-- RECORDS SHOWN follows --

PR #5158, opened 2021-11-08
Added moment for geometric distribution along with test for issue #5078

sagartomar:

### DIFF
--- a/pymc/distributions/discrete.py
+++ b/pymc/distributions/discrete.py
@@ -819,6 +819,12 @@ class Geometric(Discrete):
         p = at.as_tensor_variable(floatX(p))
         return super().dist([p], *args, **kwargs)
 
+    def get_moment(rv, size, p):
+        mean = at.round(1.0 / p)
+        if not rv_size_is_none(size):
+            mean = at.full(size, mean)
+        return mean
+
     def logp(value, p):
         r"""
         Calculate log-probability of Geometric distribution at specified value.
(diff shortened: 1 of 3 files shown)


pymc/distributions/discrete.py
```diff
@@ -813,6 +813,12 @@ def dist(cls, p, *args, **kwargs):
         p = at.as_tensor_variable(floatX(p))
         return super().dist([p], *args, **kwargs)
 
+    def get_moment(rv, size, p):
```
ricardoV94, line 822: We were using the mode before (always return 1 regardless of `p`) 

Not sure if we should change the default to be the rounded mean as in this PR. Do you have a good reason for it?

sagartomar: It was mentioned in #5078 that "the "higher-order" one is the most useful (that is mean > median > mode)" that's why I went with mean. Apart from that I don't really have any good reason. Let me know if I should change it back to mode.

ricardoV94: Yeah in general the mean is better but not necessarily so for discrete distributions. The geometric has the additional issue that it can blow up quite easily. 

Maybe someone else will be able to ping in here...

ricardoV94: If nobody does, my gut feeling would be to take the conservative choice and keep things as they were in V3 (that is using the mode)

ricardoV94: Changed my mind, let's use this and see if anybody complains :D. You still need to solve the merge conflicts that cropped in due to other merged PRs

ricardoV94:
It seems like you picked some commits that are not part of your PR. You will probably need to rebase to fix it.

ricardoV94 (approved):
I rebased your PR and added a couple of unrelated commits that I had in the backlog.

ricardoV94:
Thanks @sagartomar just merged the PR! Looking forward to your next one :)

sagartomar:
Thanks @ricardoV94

-- RECORDS SHOWN concluded --

> _TASK BRIEF_
Output only the lines from the line that contains "sagartomar: It was" through the end of the entries, both included, exactly as they appear.

> _EXPECTED ANSWER_
sagartomar: It was mentioned in #5078 that "the "higher-order" one is the most useful (that is mean > median > mode)" that's why I went with mean. Apart from that I don't really have any good reason. Let me know if I should change it back to mode.

ricardoV94: Yeah in general the mean is better but not necessarily so for discrete distributions. The geometric has the additional issue that it can blow up quite easily. 

Maybe someone else will be able to ping in here...

ricardoV94: If nobody does, my gut feeling would be to take the conservative choice and keep things as they were in V3 (that is using the mode)

ricardoV94: Changed my mind, let's use this and see if anybody complains :D. You still need to solve the merge conflicts that cropped in due to other merged PRs

ricardoV94:
It seems like you picked some commits that are not part of your PR. You will probably need to rebase to fix it.

ricardoV94 (approved):
I rebased your PR and added a couple of unrelated commits that I had in the backlog.

ricardoV94:
Thanks @sagartomar just merged the PR! Looking forward to your next one :)

sagartomar:
Thanks @ricardoV94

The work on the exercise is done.